WORK TO COMPLETE: Only the count is wanted here: how many lines of the entries hold the string "cached"?
(Beginning of DATA PROVIDED)
PR #41237, opened 2025-09-22
FF144 Relnote+Doc: Cross origin iframe requires user interaction for top navigation

hamishwillee:
FF144 aligns with Chrome and Safari such that a cross origin iframe now requires sticky activation in order to redirect the top level page via `window.top.location` (in https://bugzilla.mozilla.org/show_bug.cgi?id=1419501).

This PR adds a release note and also a section in the iframe docs explaining the expected behavior as it is now. 

Related docs work can be tracked in https://github.com/mdn/content/issues/41138

### DIFF
--- a/files/en-us/mozilla/firefox/releases/144/index.md
+++ b/files/en-us/mozilla/firefox/releases/144/index.md
@@ -61,7 +61,7 @@ Firefox 144 is the current [Beta version of Firefox](https://www.firefox.com/en-
 #### Media, WebRTC, and Web Audio
 
 - Cross-origin {{htmlelement("iframe")}}s now require either user interaction ({{glossary("sticky activation")}}) or explicit permission to redirect the top-level page using `window.top.location`.
-  See [`Window.top` navigation](/en-US/docs/Web/HTML/Reference/Elements/iframe#window.top_navigation) for more information. ([Firefox bug 1419501](https://bugzil.la/1419501)).
+  See [`Window.top` navigation](/en-US/docs/Web/HTML/Reference/Elements/iframe#top_navigation_in_cross-origin_frames) for more information. ([Firefox bug 1419501](https://bugzil.la/1419501)).
 - {{domxref("RTCDataChannel")}} instances are now [transferrable objects](/en-US/docs/Web/API/Web_Workers_API/Transferable_objects), and hence can be passed to [workers](/en-US/docs/Web/API/Worker). ([Firefox bug 1209163](https://bugzil.la/1209163)).
 - The [`closing` event](/en-US/docs/Web/API/RTCDataChannel/closing_event) and the `onclosing()` event handler are now supported on the {{domxref("RTCDataChannel")}} interface. ([Firefox bug 1611953](https://bugzil.la/1611953)).
 - The {{domxref("MediaDevices/getUserMedia","getUserMedia()")}} and {{domxref("MediaDevices/getDisplayMedia","getDisplayMedia()")}} methods of the {{domxref("MediaDevices")}} interface now support the [`resizeMode`](/en-US/docs/Web/API/MediaTrackConstraints#resizemode) constraint.
--- a/files/en-us/mozilla/firefox/releases/144/index.md
+++ b/files/en-us/mozilla/firefox/releases/144/index.md
@@ -60,7 +60,8 @@ Firefox 144 is the current [Beta version of Firefox](https://www.firefox.com/en-
 
 #### Media, WebRTC, and Web Audio
 
-- Cross-origin {{htmlelement("iframe")}}s require either user interaction or explicit permission in order to redirect to another page using `window.top.location`. See [`Window.top` navigation](/en-US/docs/Web/HTML/Reference/Elements/iframe#window.top_navigation) in the `<iframe>` topic for more information. ([Firefox bug 1419501](https://bugzil.la/1419501)).
+- Framebusting Intervention: Cross-origin {{htmlelement("iframe")}}s require either user interaction or explicit permission in order to redirect the top level page using `window.top.location`, aligning behavior with Chrome and Safari.
+  See [`Window.top` navigation](/en-US/docs/Web/HTML/Reference/Elements/iframe#window.top_navigation) for more information. ([Firefox bug 1419501](https://bugzil.la/1419501)).
 - {{domxref("RTCDataChannel")}} instances are now [transferrable objects](/en-US/docs/Web/API/Web_Workers_API/Transferable_objects), and hence can be passed to [workers](/en-US/docs/Web/API/Worker). ([Firefox bug 1209163](https://bugzil.la/1209163)).
 - The [`closing` event](/en-US/docs/Web/API/RTCDataChannel/closing_event) and the `onclosing()` event handler are now supported on the {{domxref("RTCDataChannel")}} interface. ([Firefox bug 1611953](https://bugzil.la/1611953)).
 - The {{domxref("MediaDevices/getUserMedia","getUserMedia()")}} and {{domxref("MediaDevices/getDisplayMedia","getDisplayMedia()")}} methods of the {{domxref("MediaDevices")}} interface now support the [`resizeMode`](/en-US/docs/Web/API/MediaTrackConstraints#resizemode) constraint.
--- a/files/en-us/mozilla/firefox/releases/144/index.md
+++ b/files/en-us/mozilla/firefox/releases/144/index.md
@@ -60,6 +60,7 @@ Firefox 144 is the current [Beta version of Firefox](https://www.firefox.com/en-
 
 #### Media, WebRTC, and Web Audio
 
+- Cross-origin {{htmlelement("iframe")}}s require either user interaction or explicit permission in order to redirect to another page using `window.top.location`. See [`Window.top` navigation](/en-US/docs/Web/HTML/Reference/Elements/iframe#window.top_navigation) in the `<iframe>` topic for more information. ([Firefox bug 1419501](https://bugzil.la/1419501)).
 - {{domxref("RTCDataChannel")}} instances are now [transferrable objects](/en-US/docs/Web/API/Web_Workers_API/Transferable_objects), and hence can be passed to [workers](/en-US/docs/Web/API/Worker). ([Firefox bug 1209163](https://bugzil.la/1209163)).
 - The [`closing` event](/en-US/docs/Web/API/RTCDataChannel/closing_event) and the `onclosing()` event handler are now supported on the {{domxref("RTCDataChannel")}} interface. ([Firefox bug 1611953](https://bugzil.la/1611953)).
 - The {{domxref("MediaDevices/getUserMedia","getUserMedia()")}} and {{domxref("MediaDevices/getDisplayMedia","getDisplayMedia()")}} methods of the {{domxref("MediaDevices")}} interface now support the [`resizeMode`](/en-US/docs/Web/API/MediaTrackConstraints#resizemode) constraint.
--- a/files/en-us/mozilla/firefox/releases/144/index.md
+++ b/files/en-us/mozilla/firefox/releases/144/index.md
@@ -60,7 +60,7 @@ Firefox 144 is the current [Beta version of Firefox](https://www.firefox.com/en-
 
 #### Media, WebRTC, and Web Audio
 
-- Framebusting Intervention: Cross-origin {{htmlelement("iframe")}}s require either user interaction or explicit permission in order to redirect the top level page using `window.top.location`, aligning behavior with Chrome and Safari.
+- Cross-origin {{htmlelement("iframe")}}s now require either user interaction ({{glossary("sticky activation")}}) or explicit permission to redirect the top-level page using `window.top.location`.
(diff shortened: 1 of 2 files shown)


files/en-us/web/html/reference/elements/iframe/index.md
```diff
@@ -186,7 +186,21 @@ With the DOM {{domxref("HTMLIFrameElement")}} object, scripts can access the {{d
...
 
-Script access to a frame's content is subject to the [same-origin policy](/en-US/docs/Web/Security/Same-origin_policy). Scripts cannot access most properties in other `window` objects if the script was loaded from a different origin, including scripts inside a frame accessing the frame's parent. Cross-origin communication can be achieved using {{domxref("Window.postMessage()")}}.
+Script access to a frame's content is subject to the [same-origin policy](/en-US/docs/Web/Security/Same-origin_policy).
+Scripts cannot access most properties in other `window` objects if the script was loaded from a different origin, including scripts inside a frame accessing the frame's parent.
+Cross-origin communication can be achieved using {{domxref("Window.postMessage()")}}.
+
+### `Window.top` navigation
+
+Scripts running in a same-origin frame can access the {{domxref("Window.top")}} property and set {{domxref("Window.location","window.top.location")}} to redirect the top level page to a new location.
+This is referred to as a "top-navigation" or "framebusting".
```
dipikabh:
```suggestion
Scripts running in a same-origin frame can access the {{domxref("Window.top")}} property and set {{domxref("Window.location","window.top.location")}} to redirect the top-level page to a new location.
This behavior is referred to as "top navigation".
```
- Should it be "top navigation" without the hyphen?
- should we differentiate between "top navigation" and "framebusting"?
  - From https://en.wikipedia.org/wiki/Framekiller it seems that framebusting is a defensive security technique where a site forces itself out of an iframe "to avoid being embedded", that is, it's a special case of top navigation?
  - should we clarify that framebusting is an "attempt to force" a top navigation (and that the "intervention" is browser's behavior for preventing cross-origin framebusting)?

That is to say, AFAICT the same-origin top nav default behavior is not framebusting. Can you you check?

files/en-us/web/html/reference/elements/iframe/index.md
```diff
@@ -186,7 +186,21 @@ With the DOM {{domxref("HTMLIFrameElement")}} object, scripts can access the {{d
...
+
+A cross-origin frame is only allowed to redirect the page using `top` if the frame has {{glossary("Sticky activation")}}.
+If a top-navigation is blocked the browser may prompt for user permission to redirect, or it may simply report the error in the developer console.
+What this means is that you won't be able to load a cross-origin frame and immediately redirect to a new page — the user must first (or previously) have interacted with the frame or granted permission to redirect.
```
dipikabh: Would it be accurate to call this part "framebusting intervention"?
```suggestion
A cross-origin frame is allowed to redirect the top-level page using `top` only if the frame has {{glossary("sticky activation")}}.
If a top navigation is blocked, browsers may either prompt for user permission to redirect or report the error in the developer console (or both).
This restriction by browsers is called a _framebusting intervention_.
What this means is that a cross-origin frame can't immediately redirect the top-level page — the user must have previously interacted with the frame or granted permission to redirect.
```

files/en-us/web/html/reference/elements/iframe/index.md
```diff
@@ -186,7 +186,21 @@ With the DOM {{domxref("HTMLIFrameElement")}} object, scripts can access the {{d
...
+
+A sandboxed frame will block all top-navigations unless the values [`allow-top-navigation`](#allow-top-navigation) or [`allow-top-navigation-by-user-activation`](#allow-top-navigation-by-user-activation) are set.
+Note that top-navigation permissions are inherited, so a nested frame will only be allowed to perform top-navigation if its parents are able to.
```
dipikabh: - first para rephrasing is mostly stylistic
- second para edit is for changing the placement of "only", plus parents -> parent frames just to be clearer
```suggestion
A sandboxed frame blocks all top navigation unless the `sandbox` attribute values are set to [`allow-top-navigation`](#allow-top-navigation) or [`allow-top-navigation-by-user-activation`](#allow-top-navigation-by-user-activation).
Note that top-navigation permissions are inherited, so a nested frame can perform a top navigation only if its parent frames are also allowed to.
```

files/en-us/web/html/reference/elements/iframe/index.md
```diff
@@ -186,7 +186,21 @@ With the DOM {{domxref("HTMLIFrameElement")}} object, scripts can access the {{d
 
 From the inside of a frame, a script can get a reference to its parent window with {{domxref("window.parent")}}.
 
-Script access to a frame's content is subject to the [same-origin policy](/en-US/docs/Web/Security/Same-origin_policy). Scripts cannot access most properties in other `window` objects if the script was loaded from a different origin, including scripts inside a frame accessing the frame's parent. Cross-origin communication can be achieved using {{domxref("Window.postMessage()")}}.
+Script access to a frame's content is subject to the [same-origin policy](/en-US/docs/Web/Security/Same-origin_policy).
+Scripts cannot access most properties in other `window` objects if the script was loaded from a different origin, including scripts inside a frame accessing the frame's parent.
+Cross-origin communication can be achieved using {{domxref("Window.postMessage()")}}.
+
+### `Window.top` navigation
```
dipikabh: Wondering if this title is intuitive enough. Or if we can call it something like "Top navigation in cross-origin frames" or any other phrase that devs are likely to search for to land on this section

files/en-us/mozilla/firefox/releases/144/index.md
```diff
@@ -60,6 +60,8 @@ Firefox 144 is the current [Beta version of Firefox](https://www.firefox.com/en-
 
 #### Media, WebRTC, and Web Audio
```
dipikabh, line 61: should this update go under HTML?

files/en-us/mozilla/firefox/releases/144/index.md
```diff
@@ -60,6 +60,8 @@ Firefox 144 is the current [Beta version of Firefox](https://www.firefox.com/en-
...
 
+- Framebusting Intervention: Cross-origin {{htmlelement("iframe")}}s require either user interaction or explicit permission in order to redirect the top level page using `window.top.location`, aligning behavior with Chrome and Safari.
```
dipikabh: - we don't usually include such info ", aligning behavior with Chrome and Safari"...but may be okay to keep in this case
- should we add the glossary link to sticky activation after "user interaction"
```suggestion
- Framebusting intervention is now supported, where cross-origin {{htmlelement("iframe")}}s require either user interaction or explicit permission to redirect the top-level page using `window.top.location`, aligning behavior with Chrome and Safari.
```
OR
```suggestion
- Cross-origin {{htmlelement("iframe")}}s now require either user interaction (sticky activation) or explicit permission to redirect the top-level page using `window.top.location`. This restriction is called framebusting intervention.
```

files/en-us/mozilla/firefox/releases/144/index.md
```diff
@@ -60,6 +60,8 @@ Firefox 144 is the current [Beta version of Firefox](https://www.firefox.com/en-
...
+  See [`Window.top` navigation](/en-US/docs/Web/HTML/Reference/Elements/iframe#window.top_navigation) for more information. ([Firefox bug 1419501](https://bugzil.la/1419501)).
```
dipikabh: would need to be updated if we update the section title

dipikabh (changes requested):
I've left some questions and suggestions - let me know if any feel off the mark

files/en-us/mozilla/firefox/releases/144/index.md
hamishwillee: I decided to modify this in line with your comments - i.e. not aligning stuff. Remove framebusting - its a new term for me and I don't think it will help most users.


```suggestion
- Cross-origin {{htmlelement("iframe")}}s now require either user interaction ({{glossary("sticky activation")}}) or explicit permission to redirect the top-level page using `window.top.location`.
```

files/en-us/web/html/reference/elements/iframe/index.md
hamishwillee: Yeah, that's better



```suggestion
### Top navigation in cross-origin frames
```

files/en-us/web/html/reference/elements/iframe/index.md
hamishwillee: Thanks. TL;DR I'm going to take your text then perhaps come back and explain frame busting. I'm not sure how much needs to be said about it really - I only mentioned it originally to make the behaviour easier to find in search.

---

> Should it be "top navigation" without the hyphen? 

Yes. I didn't understand the grammar rule :-0

> should we differentiate between "top navigation" and "framebusting"?

Yes, they are different.

Framebusting is indeed a "legacy" security technique that allows a page to prevent itself from being embedded. Essentially it checks if it is the location of `Window.top.location` and if not it is a frame, so it forces itself to the top level. So framebusting is a technique that may use top navigation.

A framebusting intervention is something that prevents or restricts framebusting. IN this case it is forcing the user to have interacted with the page or acknowledged a prompt.

SO what confused me is why you would intervene in something designed for a good purpose.
The first reason is that there are better ways to prevent yourself being embedded now - e.g. CORS.
The second is that framebusting gives a false sense of security - a malicious page can (apparently) hijack the redirect of top navigation to redirect to whatever page it likes - say a near duplicate of the embedded page - the user is then on a phishing site. With this intervention the redirect can't just happen. The user will need to have given permission or clicked in the frame.


> That is to say, AFAICT the same-origin top nav default behavior is not framebusting. Can you you check?

Same-origin or cross origin don't affect framebusting - framebusting is just a page setting itself as the main window.

files/en-us/web/html/reference/elements/iframe/index.md
hamishwillee: Yes, you got it. I made some tweaks, but that's good.

files/en-us/mozilla/firefox/releases/144/index.md
hamishwillee: I don't _think_ so. While it is associated with an element, the thing that is relevant to it being used is the use of the API.

files/en-us/mozilla/firefox/releases/144/index.md
hamishwillee:
```suggestion
  See [`Window.top` navigation](/en-US/docs/Web/HTML/Reference/Elements/iframe#top_navigation_in_cross-origin_frames) for more information. ([Firefox bug 1419501](https://bugzil.la/1419501)).
```

hamishwillee:
OK @dipikabh I think this is good to look at again. Decided not to go into the detail of framebusting :-)

files/en-us/mozilla/firefox/releases/144/index.md
```diff
@@ -60,6 +60,8 @@ Firefox 144 is the current [Beta version of Firefox](https://www.firefox.com/en-
 
 #### Media, WebRTC, and Web Audio
 
+- Cross-origin {{htmlelement("iframe")}}s now require either user interaction ({{glossary("sticky activation")}}) or explicit permission to redirect the top-level page using `window.top.location`.
+  See [`Window.top` navigation](/en-US/docs/Web/HTML/Reference/Elements/iframe#top_navigation_in_cross-origin_frames) for more information. ([Firefox bug 1419501](https://bugzil.la/1419501)).
```
dipikabh: nit with the link text

```suggestion
  See [Top navigation in cross-origin frames](/en-US/docs/Web/HTML/Reference/Elements/iframe#top_navigation_in_cross-origin_frames) for more information. ([Firefox bug 1419501](https://bugzil.la/1419501)).
```

files/en-us/web/html/reference/elements/iframe/index.md
```diff
@@ -186,7 +186,22 @@ With the DOM {{domxref("HTMLIFrameElement")}} object, scripts can access the {{d
...
+Cross-origin communication can be achieved using {{domxref("Window.postMessage()")}}.
+
+### Top navigation in cross-origin frames
+
+Scripts running in a same-origin frame can access the {{domxref("Window.top")}} property and set {{domxref("Window.location","window.top.location")}} to redirect the top-level page to a new location.
+This behavior is referred to as "top navigation".
+
+A cross-origin frame is allowed to redirect the top-level page using `top` only if the frame has {{glossary("sticky activation")}}.
+If a top navigation is blocked, browsers may either prompt for user permission to redirect or report the error in the developer console (or both).
+This restriction by browsers is called a _framebusting intervention_.
```
dipikabh: on re-reading, i think we may not need those "a"s

```suggestion
A cross-origin frame is allowed to redirect the top-level page using `top` only if the frame has {{glossary("sticky activation")}}.
If top navigation is blocked, browsers may either prompt for user permission to redirect or report the error in the developer console (or both).
This restriction by browsers is called _framebusting intervention_.
```

dipikabh (approved):
Thanks a lot, Hamish! This is looking better now, just a few nits

hamishwillee:
Thanks @dipikabh !

PR #41248, opened 2025-09-22
Consistently mention that Map/Set compare object keys by reference

chronoDave:
### Description

The documentation does not clarify that `has()` uses object reference for comparison despite `WeakMap` only accepting objects and non-registered symbols.

Object references are counter-intuitive to those unfamiliar with the language.

### Motivation

The WeakMap documentation page highlights [caching](https://developer.mozilla.org/en-US/docs/Web/JavaScript/Reference/Global_Objects/WeakMap#caching) as an use-case. Naively caching objects might result in unexpected behaviour, e.g.:

```TS
import fsp from 'fs/promises';

const cache = new WeakMap();

for await (const file of fsp.glob('images/**/*')) {
	const raw = await fsp.readFile(file); // Uint8Array

	let cached = cache.get(raw);
	if (!cached) {
		cached = file;
		cache.set(raw, cached);
	} else {
		console.log(cached); // Will never reach
	}
}
```

This implementation will never cache, even if the images are duplicates.

### Additional details

- [WeakMap.prototype.has() (MDN)](https://developer.mozilla.org/en-US/docs/Web/JavaScript/Reference/Global_Objects/WeakMap/has)
- [3.4 WeakMap.prototype.has (key) (ECMAScript® 2026 Language Specification)](https://tc39.es/ecma262/multipage/keyed-collections.html#sec-weakmap.prototype.has)
- [7.2.9 SameValue (x, y) (ECMAScript® 2026 Language Specification)](https://tc39.es/ecma262/multipage/abstract-operations.html#sec-samevalue)


Josh-Cena (approved):
Thanks. Your idea makes total sense to me, but we would need to do this for every single collection's CRUD interface, so I've done that.

PR #41251, opened 2025-09-22
Tweak operator precedence example

### LINKED ISSUE #41243: Javascript Guide: Short-circuiting example is a bit confusing
### MDN URL

https://developer.mozilla.org/en-US/docs/Web/JavaScript/Reference/Operators/Operator_precedence

Short-circuiting

Short-circuiting is illustrated using the following two example code blocks:

> ```js
> function A() { console.log('called A'); return false; }
> function B() { console.log('called B'); return false; }
> function C() { console.log('called C'); return true; }
> 
> console.log(C() || B() && A());
> 
> // Logs:
> // called C
> // true
> ```
> 
> Only C() is evaluated, despite && having higher precedence. This does not mean that || has higher precedence in this case — it's exactly because (B() && A()) has higher precedence that causes it to be neglected as a whole. If it's re-arranged as:
> 
> ```js
> console.log(A() && C() || B());
> // Logs:
> // called A
> // called B
> // false
> ```
> 
> Then the short-circuiting effect of && would only prevent C() from being evaluated, but because A() && C() as a whole is false, B() would still be evaluated.
> 
> However, note that short-circuiting does not change the final evaluation outcome. [...]

While it is technically correct, it can be a bit confusing for the reader: The text between those two code blocks says that the expression that is passed to `console.log()` is being "re-arranged", and in a mathematical sense, when "re-arranging" terms etc., the value is not changed. However in this example here, the value of the "re-arranged" expressioin is changed. Why not leave the expression mathematically the same, like in the following code block?

(This would also go nicely with the last sentence in the quoted text above, that says that "short-circuiting does not change the final evaluation outcome".)

> ```js
> console.log(A() && B() || C());
> // Logs:
> // called A
> // called C
> // true
> ```
> 
> Then the short-circuiting effect of && would only prevent B() from being evaluated. Because A() && B() as a whole is false, C() would still be evaluated.
> 
> However, note that short-circuiting does not change the final evaluation outcome. [...]

_No response_

_No response_

### MDN metadata

<details>

* Folder: `en-us/web/javascript/reference/operators/operator_precedence`
* MDN URL: https://developer.mozilla.org/en-US/docs/Web/JavaScript/Reference/Operators/Operator_precedence
* GitHub URL: https://github.com/mdn/content/blob/main/files/en-us/web/javascript/reference/operators/operator_precedence/index.md

</details>

jeetsingh008:
## Description
This PR updates a confusing code example used to explain JavaScript's logical operator short-circuiting. The previous "re-arranged" example has been replaced with a clearer one that more accurately demonstrates the concept.

## Motivation
The previous example was confusing for learners because the "re-arranged" expression resulted in a different boolean outcome, which obscured the core concept of short-circuiting. The new example (A() && B() || C()) directly and clearly illustrates how the && operator short-circuits without this confusion, improving the article's educational value.

## Additional details
N/A

## Related issues and pull requests
Fixes #41243

### DIFF
--- a/files/en-us/web/javascript/reference/operators/operator_precedence/index.md
+++ b/files/en-us/web/javascript/reference/operators/operator_precedence/index.md
@@ -221,11 +221,11 @@ console.log(C() || B() && A());
 Only `C()` is evaluated, despite `&&` having higher precedence. This does not mean that `||` has higher precedence in this case — it's exactly _because_ `(B() && A())` has higher precedence that causes it to be neglected as a whole. If it's re-arranged as:
 
 ```js-nolint
-console.log(A() && C() || B());
+console.log(A() && B() || C());
 // Logs:
 // called A
-// called B
-// false
+// called C
+// true
 ```
 
 Then the short-circuiting effect of `&&` would only prevent `C()` from being evaluated, but because `A() && C()` as a whole is `false`, `B()` would still be evaluated.
--- a/files/en-us/web/javascript/reference/operators/operator_precedence/index.md
+++ b/files/en-us/web/javascript/reference/operators/operator_precedence/index.md
@@ -228,7 +228,7 @@ console.log(A() && B() || C());
 // true
 ```
 
-Then the short-circuiting effect of `&&` would only prevent `C()` from being evaluated, but because `A() && C()` as a whole is `false`, `B()` would still be evaluated.
+Then the short-circuiting effect of `&&` would only prevent `B()` from being evaluated, but because `A() && B()` as a whole is `false`, `C()` would still be evaluated.
 
 However, note that short-circuiting does not change the final evaluation outcome. It only affects the evaluation of _operands_, not how _operators_ are grouped — if evaluation of operands doesn't have side effects (for example, logging to the console, assigning to variables, throwing an error), short-circuiting would not be observable at all.
 


files/en-us/web/javascript/reference/operators/operator_precedence/index.md
```diff
@@ -221,11 +221,11 @@ console.log(C() || B() && A());
...
+console.log(A() && B() || C());
 // Logs:
 // called A
-// called B
-// false
+// called C
+// true
 ```
 
 Then the short-circuiting effect of `&&` would only prevent `C()` from being evaluated, but because `A() && C()` as a whole is `false`, `B()` would still be evaluated.
```
Josh-Cena:
```suggestion
Then the short-circuiting effect of `&&` would only prevent `B()` from being evaluated, but because `A() && B()` as a whole is `false`, `C()` would still be evaluated.
```

Josh-Cena (approved):
Thanks. Congrats on your first PR here.

Next time, please read the issue more carefully because you didn't change the text explaining this example. The issue clearly suggested what to change for the paragraph below.

jeetsingh008:
Thank you so much for merging my first PR here! I really appreciate you pointing that out. You're right, I focused only on the code and overlooked the necessary changes to the paragraph. I'll make sure to be more thorough and read the entire issue description carefully on future contributions. Thanks again!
(End of DATA PROVIDED)
EXERCISE RESULT: 5